Valerie Stadler: If I could say, the other thing is that there’s downsides to a smaller movie and an upside to a slightly smaller, more intimate movie, right, is that you have a smaller group of people so it’s a little easier to control. And also, because this group of people was so invested in making this film and we all understood what the stakes were and we all understood what it would mean if someone went down. I think people were really mindful and kind of shut their lives down for the period of time that we shot the film and we were able to get through it. I think that really spoke to Aitch’s ability as a leader because everyone just wanted to jump in and really show up and get this movie made.
Aitch Alberto: That’s real. I think everybody felt the importance of what the story could be and it didn’t matter what department, it didn’t matter what their gender was, what their sexual identity was. They really cared about the story and they cared about these two boys and myself and they really wanted to show up for it. Towards the end of the movie, the scene with Ari and his parents, everybody was crying and it was such a beautiful thing to watch because its men that you wouldn’t accept a sort of feeling where and I think that was just a testament to the story.
How long was the shoot?
Aitch Alberto: I can’t say. It’s not long.
Valerie Stadler: Yeah, it was a sort of a typical indie shoot.
Aitch Alberto: What?!? (Laughs) Timewise.
Reese Gonzales: We shot the whole thing in three hours. (Laughs) The length of the movie, 96 minutes—that’s actually how long it took.
Valerie Stadler: I mean, listen, you always want more time and you always want more money, you always want more resources and that’s always gonna be a thing. I think of the fact is what we put together what we’re able to put together to shoot the movie and I think to Aitch’s credit, to these boys’ credit, to the credit of everybody that worked on the film, we were able to deliver a beautiful film but it was definitely a struggle.
Aitch Alberto: Our joke was we live a lifetime every day.
Valerie Stadler: Yeah, it wasn’t really a joke though.
Aitch Alberto: No.
When Dante was reading the list of people that he’s met or seen in Chicago, there was one very important subset that he left off.
Aitch Alberto: What?
The improv comedians!
Aitch Alberto: (Laughs)
Reese Gonzales: There’s lots of improv comedians here. They make me very happy.
Aitch Alberto: That’s so true though. Chicago is so rich with improv and it’s like, iO—all the greats have come out of there.
Reese Gonzales: Dante would have definitely tried out improv in Chicago.
Aitch Alberto: He probably did.
Max Pelayo: He’d have succeeded or failed.
Reese Gonzales: I think—
Aitch Alberto: Not Reese, Dante.
Reese Gonzales: Dante would have succeeded, yeah.
What he have made SNL?
Reese Gonzales: Dante?
Aitch Alberto: Dante?I want to say yes. Ari, no.
Max Pelayo: Put that in the sequel, yeah.
Reese Gonzales: Dante’s SNL audition.
Aitch Alberto: Gino would definitely be on SNL.
Reese Gonzales: Oh gosh, yeah.
Max Pelayo: Gino the comedian.
Reese Gonzales: Oh, yeah.
On that note, what do you want people to take away from the film?
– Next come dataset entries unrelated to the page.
PR #5593, opened 2015-04-14
Salt bootstrap ps1 should be idempotent

sneal:
- WinRM communicator error detection was tightened up thus exposing an issue in the salt bootstrap script creating directories that already exist.


obestwalter:
This would fix https://groups.google.com/forum/#!topic/vagrant-up/gNeoYgpJnMk

sethvargo:
:+1:

PR #5607, opened 2015-04-18
Add :name attribute to shell provisioner.

purpleidea:
This allows the display of friendly output to the user when we think an
important action should be labeled a certain way. This makes vagrant
output a lot more useful when many inline shell provisioners are
present.

This patch includes documentation updates too! w00t :)

### DIFF
--- a/plugins/provisioners/shell/config.rb
+++ b/plugins/provisioners/shell/config.rb
@@ -10,6 +10,7 @@ module VagrantPlugins
       attr_accessor :privileged
       attr_accessor :binary
       attr_accessor :keep_color
+      attr_accessor :name
       attr_accessor :powershell_args
 
       def initialize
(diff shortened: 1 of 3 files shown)


purpleidea:
Ping?

purpleidea:
@mitchellh Can I get a review/merge please?

mitchellh:
Sorry for the delay, we've been focusing elsewhere the past couple months but plan on wrapping back around to Vagrant shortly. We neglected a couple projects for a few months while we pushed some initiatives but we're finally digging ourselves out of that project debt. :) Just a little while longer (maybe a month, sorry!)

berendt:
@mitchellh Maybe it would be a good idea to on-board some external people? It would be nice to improve the review quality and speed. At the moment a lot of PRs are hanging around and this sucks.

PR #5613, opened 2015-04-21
New `vagrant pristine` command

fgrehm:
Closes GH-5378

Ideally we should just reuse the other command plugins instead of copying and pasting but its been a while since I been around the codebase and I can't remember if it would be possible to do that :blush: 

/cc @sethvargo

### DIFF
--- a/plugins/commands/pristine/command.rb
+++ b/plugins/commands/pristine/command.rb
@@ -1,0 +1,130 @@
+module VagrantPlugins
+  module CommandPristine
+    class Command < Vagrant.plugin("2", :command)
+      include StartMixins
+
+      def self.synopsis
+        "recreates machines from scratch, acting like a shortcut to `destroy` and `up`"
+      end
+
+      def execute
+        options = {}
+        options[:force] = false
+        options[:destroy_on_error] = true
+        options[:parallel] = true
+        options[:provision_ignore_sentinel] = false
+
+        opts = OptionParser.new do |o|
+          o.banner = "Usage: vagrant pristine [options] [name]"
+          o.separator ""
+          o.separator "Options:"
+          o.separator ""
+
+          o.on("-f", "--force", "Destroy without confirmation.") do |f|
+            options[:force] = f
+          end
+
+          build_start_options(o, options)
+
+          o.on("--[no-]destroy-on-error",
+               "Destroy machine if any fatal error happens (default to true)") do |destroy|
+            options[:destroy_on_error] = destroy
+          end
+
+          o.on("--[no-]parallel",
+               "Enable or disable parallelism if provider supports it") do |parallel|
+            options[:parallel] = parallel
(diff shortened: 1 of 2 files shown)


plugins/commands/pristine/plugin.rb
```diff
@@ -0,0 +1,17 @@
...
+module VagrantPlugins
+  module CommandPristine
+    class Plugin < Vagrant.plugin("2")
+      name "pristine command"
+      description <<-DESC
+      The `pristine` command is a shortcut for running `destroy` and `up`
+      DESC
+
+      command("pristine") do
+        require File.expand_path("../command", __FILE__)
```
sethvargo: Let's use `require_relative` instead please

plugins/commands/pristine/command.rb
```diff
@@ -0,0 +1,130 @@
...
+          @env.ui.info("", prefix: false)
+
+          m.ui.success(I18n.t(
+            "vagrant.post_up_message",
+            name: m.name.to_s,
+            message: m.config.vm.post_up_message))
+        end
+
+        # Success, exit status 0
+        0
```
sethvargo: Explicit `return` here would be nice :smile:

sethvargo:
Hey @fgrehm 

Thank you for the Pull Request. At a high level, this looks really great. Do you think you could add some tests for this? If you look at the pushes tests, I think you can find a good pattern to use. I'm just really hesitant to merge such a large change without test coverage. Even if it works now, we need to prevent regressions in the future :smile:

fgrehm:
Sure! I'll try to write those tests over the week.

mitchellh:
Thanks for this. I'm not a big fan of the name, I don't know what to expect with `pristine`, for example I still have no idea what `gem pristine` does. I know what "pristine" means but for some reason it has never resonated with me as a command name. I still think this makes sense as a flag to `reload`.

mitchellh:
.@sethvargo is trying to convince me this should be a command and not a flag. We'll delay this for 1.8 in some form.

fgrehm:
No worries! I'm not sure when I'll have a chance to write tests for this so feel free to close the PR if you guys want to hold back on it! :beers:

sethvargo:
Hey @fgrehm 

Thanks for the PR. Coming around back to this (almost a year later), I think I've had a change of heart. After reading through all the comments in the original issue, I think everyone's opinions on "what this should be named" and "what it should do" are too far apart. As such, I'm going to recommend folks use a shell alias to involve whatever their preferred behavior is, instead of building this into core. I totally appreciate your efforts on this PR, but I'm actively working to simplify Vagrant's CLI API, and I don't think it's wise to add new commands at this time, especially since this "works" with some `&&`. Sorry!

fgrehm:
No need to be sorry! 🍻

PR #5617, opened 2015-04-21
[docs] Documenting more NFS options.

jfbibeau:
I recently went through quite a bit of NFS troubleshooting and found that there are several undocumented NFS options for Vagrant. It's possible to override both client and server-side NFS arguments, which is awesome. 

So this PR aims to document these 2 options in the NFS section.

For reference, PR #1029  contains most commits which added these options.

### DIFF
--- a/website/docs/source/v2/synced-folders/nfs.html.md
+++ b/website/docs/source/v2/synced-folders/nfs.html.md
@@ -65,6 +65,45 @@ the final part of the `config.vm.synced_folder` definition, along with the
 * `nfs_version` (string | integer) - The NFS protocol version to use when
   mounting the folder on the guest. This defaults to 3.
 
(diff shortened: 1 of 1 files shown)


sethvargo:
Thanks!

kvz:
Happy to have found this pr, as http://docs.vagrantup.com/v2/synced-folders/nfs.html wasn't to helpful yet. And could not get https://github.com/gael-ian/vagrant-bindfs to work for fixing permission inconsistencies between host OSX & guest Linux. 

Just 2ct that I think it will be helpful to others if this got published :+1:

sethvargo:
@kvz it will get published with the next release of Vagrant. The docs contained unreleased items, so we cannot deploy yet :smile:

Issue #5377, opened 2015-02-23
Vagrant Mounting Fails: Unable to Connect To Upstart on Box Using Systemd


Geraden07:
I am working with an Ubuntu 14.10 box. Initially it will boot fine, no errors whatsoever.

If I install systemd and change grub to use systemd instead of upstart, then what happens is the box boots normally right up until it hits the first mount (/vagrant). Then it fails due to a non-0 command return and does not attempt any further mounts that may have been configured, nor any provisioning.

However the box is booted just fine and can be SSH'd into with no issues. Even the /vagrant mount shows up from within the VM just fine.

Doing a 'vagrant up --debug' command, I see the following at the end:
```
c:/HashiCorp/Vagrant/embedded/gems/gems/vagrant-1.7.2/lib/vagrant/batch_action.rb:82:in block (2 levels) in run'
 INFO interface: error: The following SSH command responded with a non-zero exit status.
Vagrant assumes that this means the command failed!

/sbin/initctl emit --no-wait vagrant-mounted MOUNTPOINT=/vagrant

Stdout from the command:



Stderr from the command:

stdin: is not a tty
initctl: Unable to connect to Upstart: Failed to connect to socket /com/ubuntu/upstart: Connection refused

The following SSH command responded with a non-zero exit status.
Vagrant assumes that this means the command failed!

/sbin/initctl emit --no-wait vagrant-mounted MOUNTPOINT=/vagrant

Stdout from the command:



Stderr from the command:

stdin: is not a tty
initctl: Unable to connect to Upstart: Failed to connect to socket /com/ubuntu/upstart: Connection refused

 INFO interface: Machine: error-exit ["Vagrant::Errors::VagrantError", "The following SSH command responded with a non-zero exit status.\nVagrant assumes that t
his means the command failed!\n\n/sbin/initctl emit --no-wait vagrant-mounted MOUNTPOINT=/vagrant\n\nStdout from the command:\n\n\n\nStderr from the command:\n\
nstdin: is not a tty\ninitctl: Unable to connect to Upstart: Failed to connect to socket /com/ubuntu/upstart: Connection refused\n"]
```

Vagrant doesn't seem to know to use systemd and not upstart. I know obviously vagrant CAN use systemd just fine because I've got other centos boxes which use it by default and they work just fine.

skozin:
[...]

PR #5622, opened 2015-04-22
Check Upstart is running before emitting upstart events.

aneeshusa:
Fixes issue #5377.
Check that Upstart is not just installed but currently actively running
before attempting to emit an event after mounting shared folders.
Only requires the binary be named upstart, not that it lives in /sbin.

### DIFF
--- a/plugins/guests/linux/cap/mount_nfs.rb
+++ b/plugins/guests/linux/cap/mount_nfs.rb
@@ -33,7 +33,7 @@ module VagrantPlugins
             end
 
             # Emit an upstart event if we can
-            if machine.communicate.test("test -x /sbin/initctl")
+            if machine.communicate.test("test -x /sbin/initctl && test 'upstart' = $(basename $(sudo readlink /proc/1/exe))")
               machine.communicate.sudo(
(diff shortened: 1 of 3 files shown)


pkruithof:
+1 for this, I cannot start my VM with Ubuntu 15.04 anymore. This patch fixes it for me

@mitchellh could you review/merge this?

chrisbroome:
This also fixes the issue for me after upgrading from Ubuntu 14.10 to 15.04.

Also, would it be better to extract this code into a helper method instead of copy/pasting it? That way if this ever changes again, we could just update it in the one place instead of having to grep through the files to see where to change it.

Layke:
+1 as well.  I have an environment almost running perfectly for devs on my system and this simple bug causes provisioning to not work correctly.  I can provision afterwards and the system still works, but it's just an annoying step to have to tell people to do as a workaround.

How about it @mitchellh?

berendt:
Why do we have to wait for more than 1 month to merge such a simple bugfix?

sethvargo:
Hi @berendt 

We are working as quickly a possible. Thank you for your patience! :smile:

mitchellh:
LGTM. Thanks!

Aitch Alberto: To be kinder to yourself on your journey to self-love and self-acceptance and often, your ugly is your superpower.
Reese Gonzales: To give love to the people around you, who you care about the most and who care about you the most, and appreciate them. To allow yourself to be yourself and not be afraid of that and to understand others in their perspective.
Max Pelayo: You deserve to love, you deserve to be happy. Once you allow that in, that’s when the whole world opens up. That’s when life really begins.
Aristotle and Dante Discover the Secrets of the Universe is currently seeking distribution.